_WHAT NEEDS TO BE DONE_.
Within the entries below, the lines from the one with "PR #604, opened 2021-02-11" through the one with "To solve that, since" are to be set down exactly, both ends kept.

### LISTED RECORDS

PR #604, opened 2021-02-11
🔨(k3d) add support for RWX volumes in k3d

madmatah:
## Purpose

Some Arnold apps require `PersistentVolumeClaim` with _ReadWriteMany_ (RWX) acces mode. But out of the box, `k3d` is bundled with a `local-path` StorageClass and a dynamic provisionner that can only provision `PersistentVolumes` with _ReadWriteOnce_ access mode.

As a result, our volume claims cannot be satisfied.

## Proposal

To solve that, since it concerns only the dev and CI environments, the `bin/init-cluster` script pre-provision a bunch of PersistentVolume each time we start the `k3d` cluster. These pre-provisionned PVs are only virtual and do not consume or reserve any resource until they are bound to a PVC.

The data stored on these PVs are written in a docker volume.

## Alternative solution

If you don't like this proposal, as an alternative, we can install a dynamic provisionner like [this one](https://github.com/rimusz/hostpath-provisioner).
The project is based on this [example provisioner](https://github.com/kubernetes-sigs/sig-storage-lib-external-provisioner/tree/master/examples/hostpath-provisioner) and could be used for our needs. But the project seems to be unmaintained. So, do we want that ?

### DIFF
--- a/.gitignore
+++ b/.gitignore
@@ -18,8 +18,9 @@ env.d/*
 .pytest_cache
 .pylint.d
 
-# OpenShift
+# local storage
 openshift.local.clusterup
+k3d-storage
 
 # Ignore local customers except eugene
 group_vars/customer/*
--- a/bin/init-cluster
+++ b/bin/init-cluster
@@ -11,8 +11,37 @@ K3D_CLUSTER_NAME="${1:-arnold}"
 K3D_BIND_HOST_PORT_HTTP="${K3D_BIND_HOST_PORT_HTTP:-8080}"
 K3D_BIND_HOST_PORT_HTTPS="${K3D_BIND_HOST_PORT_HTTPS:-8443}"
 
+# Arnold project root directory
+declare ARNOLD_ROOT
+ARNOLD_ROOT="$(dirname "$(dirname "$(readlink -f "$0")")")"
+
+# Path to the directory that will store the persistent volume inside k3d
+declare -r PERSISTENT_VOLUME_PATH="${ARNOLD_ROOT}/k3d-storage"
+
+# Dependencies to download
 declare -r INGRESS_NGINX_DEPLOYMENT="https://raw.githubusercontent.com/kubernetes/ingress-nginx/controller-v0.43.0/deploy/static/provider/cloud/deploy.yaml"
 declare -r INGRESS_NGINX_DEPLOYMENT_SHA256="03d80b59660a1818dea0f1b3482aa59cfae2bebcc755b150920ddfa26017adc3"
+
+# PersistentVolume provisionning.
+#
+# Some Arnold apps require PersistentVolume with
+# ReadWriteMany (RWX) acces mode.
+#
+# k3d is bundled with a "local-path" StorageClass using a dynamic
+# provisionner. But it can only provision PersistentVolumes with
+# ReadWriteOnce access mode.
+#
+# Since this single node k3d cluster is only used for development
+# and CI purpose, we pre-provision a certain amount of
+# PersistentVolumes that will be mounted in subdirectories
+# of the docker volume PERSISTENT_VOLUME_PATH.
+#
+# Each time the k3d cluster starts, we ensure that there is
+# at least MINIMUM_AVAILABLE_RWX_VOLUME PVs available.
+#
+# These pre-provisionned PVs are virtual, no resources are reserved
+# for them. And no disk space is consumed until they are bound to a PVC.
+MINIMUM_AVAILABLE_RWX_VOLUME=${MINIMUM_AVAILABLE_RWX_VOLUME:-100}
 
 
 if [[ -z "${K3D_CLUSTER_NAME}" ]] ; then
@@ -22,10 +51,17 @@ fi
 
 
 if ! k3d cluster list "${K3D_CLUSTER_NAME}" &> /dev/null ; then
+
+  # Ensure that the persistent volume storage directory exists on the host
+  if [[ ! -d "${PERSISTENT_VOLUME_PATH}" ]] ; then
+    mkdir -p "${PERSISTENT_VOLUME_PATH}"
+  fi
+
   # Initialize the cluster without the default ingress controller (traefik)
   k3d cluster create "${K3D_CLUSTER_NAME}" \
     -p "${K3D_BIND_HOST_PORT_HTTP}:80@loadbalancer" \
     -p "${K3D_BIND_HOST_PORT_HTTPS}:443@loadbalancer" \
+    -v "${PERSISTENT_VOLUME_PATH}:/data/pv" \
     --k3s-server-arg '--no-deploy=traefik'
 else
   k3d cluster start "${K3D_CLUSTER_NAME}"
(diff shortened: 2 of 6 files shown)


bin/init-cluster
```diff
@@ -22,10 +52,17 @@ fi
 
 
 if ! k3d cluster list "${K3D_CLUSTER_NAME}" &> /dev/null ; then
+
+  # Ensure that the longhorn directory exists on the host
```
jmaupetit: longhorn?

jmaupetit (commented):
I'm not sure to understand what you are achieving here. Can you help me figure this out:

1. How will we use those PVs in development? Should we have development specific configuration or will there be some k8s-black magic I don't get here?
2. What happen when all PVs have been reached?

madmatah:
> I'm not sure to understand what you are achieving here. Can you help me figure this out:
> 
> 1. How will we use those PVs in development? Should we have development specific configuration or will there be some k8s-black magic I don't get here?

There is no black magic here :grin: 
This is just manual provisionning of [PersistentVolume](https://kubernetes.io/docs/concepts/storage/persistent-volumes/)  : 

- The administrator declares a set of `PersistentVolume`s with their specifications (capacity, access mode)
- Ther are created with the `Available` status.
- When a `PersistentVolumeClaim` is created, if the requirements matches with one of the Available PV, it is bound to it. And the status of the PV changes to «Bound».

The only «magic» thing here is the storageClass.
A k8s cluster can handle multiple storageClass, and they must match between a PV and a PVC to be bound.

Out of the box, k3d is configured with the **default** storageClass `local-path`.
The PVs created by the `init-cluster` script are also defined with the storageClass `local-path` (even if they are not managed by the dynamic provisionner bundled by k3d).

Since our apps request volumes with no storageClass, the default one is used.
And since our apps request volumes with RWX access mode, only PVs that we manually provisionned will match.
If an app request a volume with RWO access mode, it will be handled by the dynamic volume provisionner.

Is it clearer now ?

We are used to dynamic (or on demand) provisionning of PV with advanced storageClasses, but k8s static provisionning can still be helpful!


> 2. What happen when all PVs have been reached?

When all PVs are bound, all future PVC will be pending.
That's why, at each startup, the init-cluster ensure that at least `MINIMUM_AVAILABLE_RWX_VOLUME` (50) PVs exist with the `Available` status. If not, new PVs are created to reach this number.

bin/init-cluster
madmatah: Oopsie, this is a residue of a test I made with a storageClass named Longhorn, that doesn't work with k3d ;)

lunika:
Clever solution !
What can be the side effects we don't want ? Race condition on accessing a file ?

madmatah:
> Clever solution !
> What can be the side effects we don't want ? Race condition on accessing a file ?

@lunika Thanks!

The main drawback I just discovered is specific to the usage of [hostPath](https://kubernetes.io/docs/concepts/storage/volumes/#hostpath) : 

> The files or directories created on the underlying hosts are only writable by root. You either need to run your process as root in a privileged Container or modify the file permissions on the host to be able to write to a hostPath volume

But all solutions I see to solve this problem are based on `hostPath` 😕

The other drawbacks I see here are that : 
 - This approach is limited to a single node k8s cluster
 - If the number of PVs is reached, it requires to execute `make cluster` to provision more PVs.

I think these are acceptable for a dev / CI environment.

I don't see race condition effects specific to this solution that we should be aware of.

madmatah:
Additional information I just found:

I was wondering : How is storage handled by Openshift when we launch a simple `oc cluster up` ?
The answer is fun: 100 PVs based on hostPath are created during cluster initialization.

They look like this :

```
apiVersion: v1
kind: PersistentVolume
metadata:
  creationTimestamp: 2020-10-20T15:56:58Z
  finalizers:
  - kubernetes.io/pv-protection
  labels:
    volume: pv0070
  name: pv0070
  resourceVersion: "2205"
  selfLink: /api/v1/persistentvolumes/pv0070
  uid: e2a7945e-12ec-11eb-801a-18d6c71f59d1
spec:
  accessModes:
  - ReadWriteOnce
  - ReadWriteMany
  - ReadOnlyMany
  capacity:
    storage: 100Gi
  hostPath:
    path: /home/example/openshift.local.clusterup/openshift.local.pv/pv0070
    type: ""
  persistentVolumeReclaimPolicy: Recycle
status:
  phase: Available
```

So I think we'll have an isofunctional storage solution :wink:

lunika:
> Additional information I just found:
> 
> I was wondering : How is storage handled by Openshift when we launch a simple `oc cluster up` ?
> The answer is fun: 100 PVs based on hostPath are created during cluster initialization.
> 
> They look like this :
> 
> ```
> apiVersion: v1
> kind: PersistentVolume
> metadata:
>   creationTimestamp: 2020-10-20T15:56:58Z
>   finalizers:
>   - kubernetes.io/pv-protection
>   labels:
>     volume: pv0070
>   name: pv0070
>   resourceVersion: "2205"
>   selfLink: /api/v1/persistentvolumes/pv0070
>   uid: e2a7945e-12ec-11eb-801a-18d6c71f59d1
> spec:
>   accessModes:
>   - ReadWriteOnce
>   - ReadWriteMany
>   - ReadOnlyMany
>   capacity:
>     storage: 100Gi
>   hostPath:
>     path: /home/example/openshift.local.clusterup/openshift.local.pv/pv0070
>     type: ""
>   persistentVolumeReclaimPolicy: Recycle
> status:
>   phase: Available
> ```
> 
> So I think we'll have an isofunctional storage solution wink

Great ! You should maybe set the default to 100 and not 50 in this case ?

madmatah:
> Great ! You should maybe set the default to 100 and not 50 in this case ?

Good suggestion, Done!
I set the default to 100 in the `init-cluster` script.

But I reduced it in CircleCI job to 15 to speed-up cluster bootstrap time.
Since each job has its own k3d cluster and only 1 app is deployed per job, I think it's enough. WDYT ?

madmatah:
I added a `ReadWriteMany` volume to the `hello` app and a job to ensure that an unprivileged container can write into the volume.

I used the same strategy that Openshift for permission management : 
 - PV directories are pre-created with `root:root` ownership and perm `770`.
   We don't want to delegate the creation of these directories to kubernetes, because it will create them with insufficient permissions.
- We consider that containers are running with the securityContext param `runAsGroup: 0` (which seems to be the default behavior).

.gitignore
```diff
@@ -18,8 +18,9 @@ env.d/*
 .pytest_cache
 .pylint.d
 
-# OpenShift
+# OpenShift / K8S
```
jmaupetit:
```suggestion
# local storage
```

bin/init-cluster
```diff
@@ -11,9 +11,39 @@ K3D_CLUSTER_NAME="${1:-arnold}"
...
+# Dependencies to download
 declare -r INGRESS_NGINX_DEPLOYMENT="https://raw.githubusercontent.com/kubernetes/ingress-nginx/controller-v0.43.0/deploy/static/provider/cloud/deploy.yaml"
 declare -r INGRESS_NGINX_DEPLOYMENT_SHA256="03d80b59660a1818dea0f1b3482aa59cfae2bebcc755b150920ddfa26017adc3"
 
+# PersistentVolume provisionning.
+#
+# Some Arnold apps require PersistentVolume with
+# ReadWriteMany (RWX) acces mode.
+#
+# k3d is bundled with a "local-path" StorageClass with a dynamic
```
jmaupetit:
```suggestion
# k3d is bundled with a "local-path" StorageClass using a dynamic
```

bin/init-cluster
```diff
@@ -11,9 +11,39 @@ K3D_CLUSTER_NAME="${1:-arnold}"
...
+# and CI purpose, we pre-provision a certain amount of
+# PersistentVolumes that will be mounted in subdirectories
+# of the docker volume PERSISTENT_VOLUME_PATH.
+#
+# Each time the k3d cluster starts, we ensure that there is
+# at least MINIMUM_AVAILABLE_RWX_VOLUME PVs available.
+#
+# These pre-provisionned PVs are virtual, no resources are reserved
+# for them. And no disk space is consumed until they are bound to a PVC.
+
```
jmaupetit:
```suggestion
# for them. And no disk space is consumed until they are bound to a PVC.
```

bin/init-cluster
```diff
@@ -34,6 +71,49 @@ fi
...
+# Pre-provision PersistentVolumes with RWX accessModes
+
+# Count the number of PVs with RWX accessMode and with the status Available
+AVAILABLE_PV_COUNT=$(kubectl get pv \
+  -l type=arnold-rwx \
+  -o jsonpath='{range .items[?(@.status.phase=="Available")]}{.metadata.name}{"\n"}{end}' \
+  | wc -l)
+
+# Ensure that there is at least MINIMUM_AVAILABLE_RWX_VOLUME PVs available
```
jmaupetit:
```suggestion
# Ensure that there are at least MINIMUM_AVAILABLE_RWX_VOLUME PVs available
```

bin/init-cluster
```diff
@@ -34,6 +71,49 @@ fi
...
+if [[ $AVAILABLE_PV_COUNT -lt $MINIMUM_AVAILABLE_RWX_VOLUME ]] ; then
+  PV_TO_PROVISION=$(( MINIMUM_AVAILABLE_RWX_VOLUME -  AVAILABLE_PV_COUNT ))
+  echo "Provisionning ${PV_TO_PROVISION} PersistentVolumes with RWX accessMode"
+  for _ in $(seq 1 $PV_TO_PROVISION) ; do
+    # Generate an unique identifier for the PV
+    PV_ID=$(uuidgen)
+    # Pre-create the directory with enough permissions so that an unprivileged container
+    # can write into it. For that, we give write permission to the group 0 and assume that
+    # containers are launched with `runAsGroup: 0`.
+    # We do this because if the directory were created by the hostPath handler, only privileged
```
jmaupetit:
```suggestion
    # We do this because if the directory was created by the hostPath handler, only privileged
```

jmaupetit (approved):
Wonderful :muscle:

######
### LISTED RECORDS

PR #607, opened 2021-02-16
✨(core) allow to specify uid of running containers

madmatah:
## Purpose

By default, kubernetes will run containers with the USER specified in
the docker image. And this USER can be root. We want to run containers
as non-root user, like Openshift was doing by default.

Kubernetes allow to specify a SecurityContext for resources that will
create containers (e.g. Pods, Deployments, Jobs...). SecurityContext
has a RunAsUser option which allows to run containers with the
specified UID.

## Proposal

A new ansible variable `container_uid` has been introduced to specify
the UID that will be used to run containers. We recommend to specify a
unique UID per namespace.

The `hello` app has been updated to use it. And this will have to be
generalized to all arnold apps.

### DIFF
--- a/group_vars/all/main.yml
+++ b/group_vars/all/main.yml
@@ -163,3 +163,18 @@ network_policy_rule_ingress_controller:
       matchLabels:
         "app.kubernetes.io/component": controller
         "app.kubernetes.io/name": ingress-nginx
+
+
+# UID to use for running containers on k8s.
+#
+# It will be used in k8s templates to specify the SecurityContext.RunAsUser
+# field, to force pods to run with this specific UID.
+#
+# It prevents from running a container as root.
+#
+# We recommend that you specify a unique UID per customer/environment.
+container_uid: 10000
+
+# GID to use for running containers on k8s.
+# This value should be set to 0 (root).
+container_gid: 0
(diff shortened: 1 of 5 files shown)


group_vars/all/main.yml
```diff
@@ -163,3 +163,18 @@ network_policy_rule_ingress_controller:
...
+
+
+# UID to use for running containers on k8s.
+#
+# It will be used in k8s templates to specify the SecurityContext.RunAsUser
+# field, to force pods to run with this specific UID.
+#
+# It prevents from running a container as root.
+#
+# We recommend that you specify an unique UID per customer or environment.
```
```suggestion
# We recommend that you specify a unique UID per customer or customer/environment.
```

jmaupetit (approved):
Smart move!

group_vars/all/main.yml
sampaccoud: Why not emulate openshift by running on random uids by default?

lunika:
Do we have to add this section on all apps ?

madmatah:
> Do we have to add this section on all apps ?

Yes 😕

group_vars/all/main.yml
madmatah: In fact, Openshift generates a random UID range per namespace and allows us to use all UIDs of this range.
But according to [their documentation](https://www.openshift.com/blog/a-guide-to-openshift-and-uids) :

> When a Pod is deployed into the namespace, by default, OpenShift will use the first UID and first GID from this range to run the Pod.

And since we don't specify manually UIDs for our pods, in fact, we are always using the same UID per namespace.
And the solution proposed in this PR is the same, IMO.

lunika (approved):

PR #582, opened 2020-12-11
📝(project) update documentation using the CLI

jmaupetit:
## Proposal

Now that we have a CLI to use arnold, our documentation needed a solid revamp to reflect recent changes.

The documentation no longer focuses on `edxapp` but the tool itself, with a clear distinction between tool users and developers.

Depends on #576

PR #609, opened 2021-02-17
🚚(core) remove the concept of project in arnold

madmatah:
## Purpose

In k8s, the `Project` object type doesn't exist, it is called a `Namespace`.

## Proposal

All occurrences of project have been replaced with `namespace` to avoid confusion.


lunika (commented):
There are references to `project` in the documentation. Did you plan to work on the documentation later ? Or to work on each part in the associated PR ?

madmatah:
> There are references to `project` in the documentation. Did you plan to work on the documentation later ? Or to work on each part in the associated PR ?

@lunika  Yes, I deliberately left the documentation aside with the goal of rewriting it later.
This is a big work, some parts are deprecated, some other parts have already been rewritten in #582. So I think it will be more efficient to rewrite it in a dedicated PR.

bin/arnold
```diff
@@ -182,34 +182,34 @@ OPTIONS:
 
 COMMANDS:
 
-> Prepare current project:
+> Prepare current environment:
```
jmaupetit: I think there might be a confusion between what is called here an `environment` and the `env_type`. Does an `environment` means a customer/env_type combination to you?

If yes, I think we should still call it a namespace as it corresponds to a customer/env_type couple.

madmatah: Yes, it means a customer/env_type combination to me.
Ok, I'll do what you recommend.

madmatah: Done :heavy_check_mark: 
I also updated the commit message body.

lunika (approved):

######

_WRITTEN SOLUTION_.
PR #604, opened 2021-02-11
🔨(k3d) add support for RWX volumes in k3d

madmatah:
## Purpose

Some Arnold apps require `PersistentVolumeClaim` with _ReadWriteMany_ (RWX) acces mode. But out of the box, `k3d` is bundled with a `local-path` StorageClass and a dynamic provisionner that can only provision `PersistentVolumes` with _ReadWriteOnce_ access mode.

As a result, our volume claims cannot be satisfied.

## Proposal

To solve that, since it concerns only the dev and CI environments, the `bin/init-cluster` script pre-provision a bunch of PersistentVolume each time we start the `k3d` cluster. These pre-provisionned PVs are only virtual and do not consume or reserve any resource until they are bound to a PVC.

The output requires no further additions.